I am currently in the process of moving and working on making a bunch of fiberglass and carbonfiber stuff right now. The Lip has been pushed to the back burner until next month. 
If any one is interested though I might be wrapping a bunch of interior pcs. for the A6 in Carbon.


----------



## ironmule (Apr 11, 2008)

*Re: (K04A1)*

sure, anything is better than the faux wood


----------



## EK20 (Sep 28, 2004)

*Re: (ironmule)*


_Quote, originally posted by *ironmule* »_sure, anything is better than the faux wood

That's for sure. http://****************.com/smile/emthup.gif


----------



## Corporaljohnson (Feb 25, 2005)

*Re: (derracuda)*


_Quote, originally posted by *derracuda* »_i needs better pics. like how i would actually stand and look at it... not hanging upside down from an apple tree
















X2


----------



## a2lowvw (Dec 17, 2000)

*Re: (Corporaljohnson)*

when your ready to make another lip lmk.


----------



## K04A1 (Sep 1, 2004)

*Re: (a2lowvw)*


_Quote, originally posted by *a2lowvw* »_when your ready to make another lip lmk. 

I'm going to start working on this again as soon as I get moved. I've been busy with other composite work lately


----------



## a2lowvw (Dec 17, 2000)

*Re: (K04A1)*

then hook it up with composite work


----------



## K04A1 (Sep 1, 2004)

*Re: (a2lowvw)*


_Quote, originally posted by *a2lowvw* »_then hook it up with composite work









Haha. WHat do you want? Right now the focused parts are for the mk3, corrado but I am looking into expanding that into bmw stuff and audi.
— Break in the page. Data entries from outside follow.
PR #2741, opened 2022-10-20
common funcs webhook immutable properties

jackfrancis:
**What type of PR is this?**

/kind cleanup

This PR introduces common property immutability convenience functions, and updates the scattershot implementations of immutability to use these common funcs.

Fixes #

**TODOs**:

- [ ] squashed commits
- [ ] includes documentation
- [ ] adds unit tests

**Release note**:

```release-note
NONE
```

### DIFF
--- a/util/webhook/validator.go
+++ b/util/webhook/validator.go
@@ -20,13 +20,21 @@ import (
 	"context"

If there is enough intrest in certain parts I would consider making them.


----------



## ironmule (Apr 11, 2008)

*Re: (K04A1)*

chin lips!!! maybe even a upper spoiler for us wagoners, just keep prices under lltek. keep up the good work


----------



## Corporaljohnson (Feb 25, 2005)

Can you make a gauge pod for a A6 2.7T. Either a-pillar or dash mount?


----------



## K04A1 (Sep 1, 2004)

*Re: (Corporaljohnson)*


_Quote, originally posted by *Corporaljohnson* »_Can you make a gauge pod for a A6 2.7T. Either a-pillar or dash mount?

Yes I can.







Just need to figure out where most would want it, make one and make a mold.


----------



## K04A1 (Sep 1, 2004)

*Re: (ironmule)*


_Quote, originally posted by *ironmule* »_chin lips!!! maybe even a upper spoiler for us wagoners, just keep prices under lltek. keep up the good work

The front lip is already almost done just a lot of test fitting and trimming before I could make a mold. I could make a spoiler for the wagons but right now I don't know anyone local that has one to take all the measurements from and to use to test fit.


----------



## a2lowvw (Dec 17, 2000)

*Re: (K04A1)*

well get on with it. i'll take a front lip


----------



## K04A1 (Sep 1, 2004)

*Re: (a2lowvw)*

I'm trying to figure out how it can be mounted right now without being molded into the bumper...


----------



## ironmule (Apr 11, 2008)

*Re: (K04A1)*

estimated cost on these lippers?


----------



## K04A1 (Sep 1, 2004)

*Re: (ironmule)*


_Quote, originally posted by *ironmule* »_estimated cost on these lippers?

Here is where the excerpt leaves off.